[Extracted records]
/---
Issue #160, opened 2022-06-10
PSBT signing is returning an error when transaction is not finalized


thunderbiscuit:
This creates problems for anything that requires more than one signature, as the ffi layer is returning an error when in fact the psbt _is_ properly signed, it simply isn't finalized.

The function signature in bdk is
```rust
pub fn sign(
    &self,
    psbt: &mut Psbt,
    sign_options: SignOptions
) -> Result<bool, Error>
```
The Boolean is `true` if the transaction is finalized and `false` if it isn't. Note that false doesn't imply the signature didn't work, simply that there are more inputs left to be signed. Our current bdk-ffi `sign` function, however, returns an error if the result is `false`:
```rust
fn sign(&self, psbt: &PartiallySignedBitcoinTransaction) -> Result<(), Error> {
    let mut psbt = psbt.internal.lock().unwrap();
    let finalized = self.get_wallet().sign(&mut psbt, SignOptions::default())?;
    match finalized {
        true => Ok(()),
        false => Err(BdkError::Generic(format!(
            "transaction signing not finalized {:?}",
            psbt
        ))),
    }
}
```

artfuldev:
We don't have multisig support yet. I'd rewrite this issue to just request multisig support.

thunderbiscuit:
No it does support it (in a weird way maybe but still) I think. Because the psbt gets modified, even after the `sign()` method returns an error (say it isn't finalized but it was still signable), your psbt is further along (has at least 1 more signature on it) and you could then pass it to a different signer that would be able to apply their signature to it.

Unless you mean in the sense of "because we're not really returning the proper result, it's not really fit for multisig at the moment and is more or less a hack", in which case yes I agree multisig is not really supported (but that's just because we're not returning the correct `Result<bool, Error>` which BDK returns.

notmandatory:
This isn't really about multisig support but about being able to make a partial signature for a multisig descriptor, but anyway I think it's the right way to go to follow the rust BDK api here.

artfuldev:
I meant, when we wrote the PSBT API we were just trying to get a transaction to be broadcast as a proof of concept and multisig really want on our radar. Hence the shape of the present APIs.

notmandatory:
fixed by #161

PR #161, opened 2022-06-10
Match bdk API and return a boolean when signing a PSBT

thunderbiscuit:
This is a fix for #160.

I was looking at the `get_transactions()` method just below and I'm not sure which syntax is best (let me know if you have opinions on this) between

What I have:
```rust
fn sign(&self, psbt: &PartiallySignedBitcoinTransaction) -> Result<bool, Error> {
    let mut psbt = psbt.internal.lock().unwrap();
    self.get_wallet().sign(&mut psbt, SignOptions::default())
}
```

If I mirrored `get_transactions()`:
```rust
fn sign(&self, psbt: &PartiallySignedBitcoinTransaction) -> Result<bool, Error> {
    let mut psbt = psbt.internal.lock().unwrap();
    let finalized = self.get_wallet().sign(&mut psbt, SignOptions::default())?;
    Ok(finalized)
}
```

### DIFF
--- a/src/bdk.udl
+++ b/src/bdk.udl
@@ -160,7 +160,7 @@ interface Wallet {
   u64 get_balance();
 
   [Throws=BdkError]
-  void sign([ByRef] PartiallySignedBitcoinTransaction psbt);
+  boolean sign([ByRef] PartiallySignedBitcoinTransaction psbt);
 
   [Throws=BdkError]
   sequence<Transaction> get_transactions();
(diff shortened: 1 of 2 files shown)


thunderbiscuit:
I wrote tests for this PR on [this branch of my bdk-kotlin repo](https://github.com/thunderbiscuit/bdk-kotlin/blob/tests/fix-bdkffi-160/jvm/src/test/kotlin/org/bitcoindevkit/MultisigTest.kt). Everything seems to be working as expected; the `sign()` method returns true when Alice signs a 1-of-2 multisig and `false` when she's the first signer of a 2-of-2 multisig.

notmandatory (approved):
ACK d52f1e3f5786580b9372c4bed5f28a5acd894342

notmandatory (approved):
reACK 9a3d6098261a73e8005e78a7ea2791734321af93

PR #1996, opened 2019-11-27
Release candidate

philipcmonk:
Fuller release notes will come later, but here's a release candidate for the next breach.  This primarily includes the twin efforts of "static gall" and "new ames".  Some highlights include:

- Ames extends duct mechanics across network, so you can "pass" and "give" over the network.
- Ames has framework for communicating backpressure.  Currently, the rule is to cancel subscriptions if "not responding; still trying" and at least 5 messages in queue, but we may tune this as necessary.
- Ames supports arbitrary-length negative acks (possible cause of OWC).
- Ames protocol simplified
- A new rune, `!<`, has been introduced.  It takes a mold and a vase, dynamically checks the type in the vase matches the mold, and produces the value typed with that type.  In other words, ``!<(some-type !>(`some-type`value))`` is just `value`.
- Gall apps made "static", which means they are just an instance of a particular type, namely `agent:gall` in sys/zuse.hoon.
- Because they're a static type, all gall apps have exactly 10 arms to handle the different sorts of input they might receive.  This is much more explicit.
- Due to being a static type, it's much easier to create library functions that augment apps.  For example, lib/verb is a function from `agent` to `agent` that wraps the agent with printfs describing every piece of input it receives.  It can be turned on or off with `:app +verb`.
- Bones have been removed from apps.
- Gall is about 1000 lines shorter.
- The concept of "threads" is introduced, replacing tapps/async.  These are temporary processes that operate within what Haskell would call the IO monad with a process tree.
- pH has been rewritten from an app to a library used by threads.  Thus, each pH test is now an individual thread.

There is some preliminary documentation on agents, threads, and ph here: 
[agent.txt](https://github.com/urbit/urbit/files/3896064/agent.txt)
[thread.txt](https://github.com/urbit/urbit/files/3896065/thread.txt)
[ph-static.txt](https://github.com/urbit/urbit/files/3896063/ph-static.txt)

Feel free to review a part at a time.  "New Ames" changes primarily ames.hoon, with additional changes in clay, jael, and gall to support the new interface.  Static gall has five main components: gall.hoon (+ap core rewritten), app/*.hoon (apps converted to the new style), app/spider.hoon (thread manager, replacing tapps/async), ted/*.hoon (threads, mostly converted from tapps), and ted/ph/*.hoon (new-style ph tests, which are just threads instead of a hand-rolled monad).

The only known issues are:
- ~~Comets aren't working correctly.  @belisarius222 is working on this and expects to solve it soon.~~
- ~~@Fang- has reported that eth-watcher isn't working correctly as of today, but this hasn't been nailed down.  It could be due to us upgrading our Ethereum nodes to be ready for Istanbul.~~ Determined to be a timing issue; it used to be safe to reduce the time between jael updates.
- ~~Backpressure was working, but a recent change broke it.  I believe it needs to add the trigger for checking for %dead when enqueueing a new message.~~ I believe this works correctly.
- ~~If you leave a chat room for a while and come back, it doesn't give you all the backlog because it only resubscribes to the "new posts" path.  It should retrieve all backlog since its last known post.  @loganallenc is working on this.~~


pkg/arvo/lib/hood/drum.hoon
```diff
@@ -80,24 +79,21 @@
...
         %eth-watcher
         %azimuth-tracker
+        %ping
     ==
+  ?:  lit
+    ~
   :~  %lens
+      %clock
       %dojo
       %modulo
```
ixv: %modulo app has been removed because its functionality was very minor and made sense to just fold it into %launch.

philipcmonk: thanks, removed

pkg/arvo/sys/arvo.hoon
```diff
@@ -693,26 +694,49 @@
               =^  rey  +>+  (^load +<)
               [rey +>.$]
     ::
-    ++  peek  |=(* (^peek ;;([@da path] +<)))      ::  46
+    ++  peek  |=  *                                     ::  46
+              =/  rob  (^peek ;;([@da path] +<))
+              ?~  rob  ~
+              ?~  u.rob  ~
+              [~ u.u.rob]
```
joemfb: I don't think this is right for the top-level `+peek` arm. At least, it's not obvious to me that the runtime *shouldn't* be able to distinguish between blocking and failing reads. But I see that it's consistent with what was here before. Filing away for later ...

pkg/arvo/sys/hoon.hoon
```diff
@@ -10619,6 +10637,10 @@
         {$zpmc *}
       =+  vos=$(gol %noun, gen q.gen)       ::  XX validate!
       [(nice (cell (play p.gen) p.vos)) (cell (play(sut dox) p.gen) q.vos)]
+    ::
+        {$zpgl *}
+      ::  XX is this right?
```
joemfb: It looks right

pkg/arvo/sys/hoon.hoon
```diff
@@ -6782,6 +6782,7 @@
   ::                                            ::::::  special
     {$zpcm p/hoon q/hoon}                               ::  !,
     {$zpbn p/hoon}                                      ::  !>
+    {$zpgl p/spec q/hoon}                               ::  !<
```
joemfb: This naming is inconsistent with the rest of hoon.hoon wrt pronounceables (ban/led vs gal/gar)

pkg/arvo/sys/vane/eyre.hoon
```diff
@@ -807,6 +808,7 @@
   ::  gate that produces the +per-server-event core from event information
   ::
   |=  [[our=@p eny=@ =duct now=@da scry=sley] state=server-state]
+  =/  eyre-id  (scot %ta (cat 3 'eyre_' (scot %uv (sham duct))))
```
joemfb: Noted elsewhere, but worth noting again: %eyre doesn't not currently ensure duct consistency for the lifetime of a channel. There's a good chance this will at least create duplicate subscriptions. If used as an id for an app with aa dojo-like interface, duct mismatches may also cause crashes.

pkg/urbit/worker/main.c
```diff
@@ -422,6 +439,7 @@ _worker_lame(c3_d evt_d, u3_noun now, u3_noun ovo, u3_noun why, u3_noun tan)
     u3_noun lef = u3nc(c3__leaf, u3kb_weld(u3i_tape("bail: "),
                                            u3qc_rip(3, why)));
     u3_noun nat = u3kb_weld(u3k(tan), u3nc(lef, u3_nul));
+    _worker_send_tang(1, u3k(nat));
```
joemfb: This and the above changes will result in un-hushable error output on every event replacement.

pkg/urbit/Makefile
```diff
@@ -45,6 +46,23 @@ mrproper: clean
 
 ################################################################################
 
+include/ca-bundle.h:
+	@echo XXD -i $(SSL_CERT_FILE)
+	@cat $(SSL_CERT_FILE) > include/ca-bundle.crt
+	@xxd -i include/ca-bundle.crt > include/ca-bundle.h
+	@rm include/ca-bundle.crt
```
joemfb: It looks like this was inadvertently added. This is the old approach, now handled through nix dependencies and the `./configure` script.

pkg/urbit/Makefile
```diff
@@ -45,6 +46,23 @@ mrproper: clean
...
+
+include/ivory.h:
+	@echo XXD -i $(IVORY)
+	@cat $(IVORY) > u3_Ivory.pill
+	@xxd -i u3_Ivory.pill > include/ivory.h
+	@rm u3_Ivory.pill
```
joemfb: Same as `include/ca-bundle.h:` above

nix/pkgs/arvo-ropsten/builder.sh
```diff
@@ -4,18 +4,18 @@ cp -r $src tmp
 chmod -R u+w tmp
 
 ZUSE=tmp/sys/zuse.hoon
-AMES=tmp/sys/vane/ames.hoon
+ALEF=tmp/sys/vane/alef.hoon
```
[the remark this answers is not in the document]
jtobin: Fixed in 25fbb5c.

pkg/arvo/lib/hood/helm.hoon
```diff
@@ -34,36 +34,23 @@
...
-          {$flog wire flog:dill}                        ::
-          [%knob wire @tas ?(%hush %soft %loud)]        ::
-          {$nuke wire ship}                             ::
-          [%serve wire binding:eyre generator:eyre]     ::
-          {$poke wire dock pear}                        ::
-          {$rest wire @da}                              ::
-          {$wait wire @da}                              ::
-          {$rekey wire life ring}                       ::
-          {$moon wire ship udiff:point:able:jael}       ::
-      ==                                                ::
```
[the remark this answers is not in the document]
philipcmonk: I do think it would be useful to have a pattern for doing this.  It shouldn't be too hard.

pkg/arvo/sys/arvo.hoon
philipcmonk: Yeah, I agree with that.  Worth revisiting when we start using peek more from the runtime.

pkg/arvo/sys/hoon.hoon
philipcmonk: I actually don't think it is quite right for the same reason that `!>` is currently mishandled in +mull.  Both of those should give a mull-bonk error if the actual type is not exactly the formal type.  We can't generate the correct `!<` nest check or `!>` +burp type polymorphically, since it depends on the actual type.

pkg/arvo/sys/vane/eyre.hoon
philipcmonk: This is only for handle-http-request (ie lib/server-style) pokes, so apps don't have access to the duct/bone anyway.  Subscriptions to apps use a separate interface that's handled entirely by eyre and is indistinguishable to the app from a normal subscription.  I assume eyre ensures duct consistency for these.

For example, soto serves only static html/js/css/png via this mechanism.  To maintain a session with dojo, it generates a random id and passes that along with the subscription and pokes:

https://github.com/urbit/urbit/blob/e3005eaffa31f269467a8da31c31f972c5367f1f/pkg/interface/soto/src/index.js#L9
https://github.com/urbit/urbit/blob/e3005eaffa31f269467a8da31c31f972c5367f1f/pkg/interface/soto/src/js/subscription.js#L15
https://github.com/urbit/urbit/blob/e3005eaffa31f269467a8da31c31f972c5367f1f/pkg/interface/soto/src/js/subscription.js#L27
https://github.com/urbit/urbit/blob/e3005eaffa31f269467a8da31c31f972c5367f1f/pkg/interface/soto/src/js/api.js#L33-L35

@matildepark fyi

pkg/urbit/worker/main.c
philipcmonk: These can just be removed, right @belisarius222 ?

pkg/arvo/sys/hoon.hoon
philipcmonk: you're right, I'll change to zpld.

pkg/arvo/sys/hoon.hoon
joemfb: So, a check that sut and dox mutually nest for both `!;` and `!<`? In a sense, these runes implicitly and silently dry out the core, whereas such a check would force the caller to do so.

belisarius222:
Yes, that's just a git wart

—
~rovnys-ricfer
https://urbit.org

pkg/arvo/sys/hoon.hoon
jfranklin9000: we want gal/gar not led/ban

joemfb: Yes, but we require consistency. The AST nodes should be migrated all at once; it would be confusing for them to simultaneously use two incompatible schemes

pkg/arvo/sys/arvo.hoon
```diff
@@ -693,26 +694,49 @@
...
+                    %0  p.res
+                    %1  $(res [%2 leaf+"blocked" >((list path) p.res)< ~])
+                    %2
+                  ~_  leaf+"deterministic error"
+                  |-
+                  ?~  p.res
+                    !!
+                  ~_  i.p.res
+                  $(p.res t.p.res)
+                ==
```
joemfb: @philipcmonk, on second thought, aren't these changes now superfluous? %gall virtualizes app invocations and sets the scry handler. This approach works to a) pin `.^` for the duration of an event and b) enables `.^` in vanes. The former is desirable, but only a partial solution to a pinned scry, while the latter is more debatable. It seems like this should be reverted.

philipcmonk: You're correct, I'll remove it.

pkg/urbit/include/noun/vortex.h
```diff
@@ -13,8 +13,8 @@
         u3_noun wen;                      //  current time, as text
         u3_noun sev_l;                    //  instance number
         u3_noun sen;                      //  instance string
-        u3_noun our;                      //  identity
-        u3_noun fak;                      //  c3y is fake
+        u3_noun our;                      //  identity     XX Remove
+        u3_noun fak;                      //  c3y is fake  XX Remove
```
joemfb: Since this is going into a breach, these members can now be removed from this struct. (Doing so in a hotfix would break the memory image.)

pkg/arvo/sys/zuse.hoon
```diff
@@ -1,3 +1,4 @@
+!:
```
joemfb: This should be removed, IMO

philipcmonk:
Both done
\---
Would you copy, unchanged, the stretch of the records above that begins at the line containing "PR #1996, opened 2019-11-27" and ends at the line containing "- Ames extends", and only that?

Answer to the problem -
PR #1996, opened 2019-11-27
Release candidate

philipcmonk:
Fuller release notes will come later, but here's a release candidate for the next breach.  This primarily includes the twin efforts of "static gall" and "new ames".  Some highlights include:

- Ames extends duct mechanics across network, so you can "pass" and "give" over the network.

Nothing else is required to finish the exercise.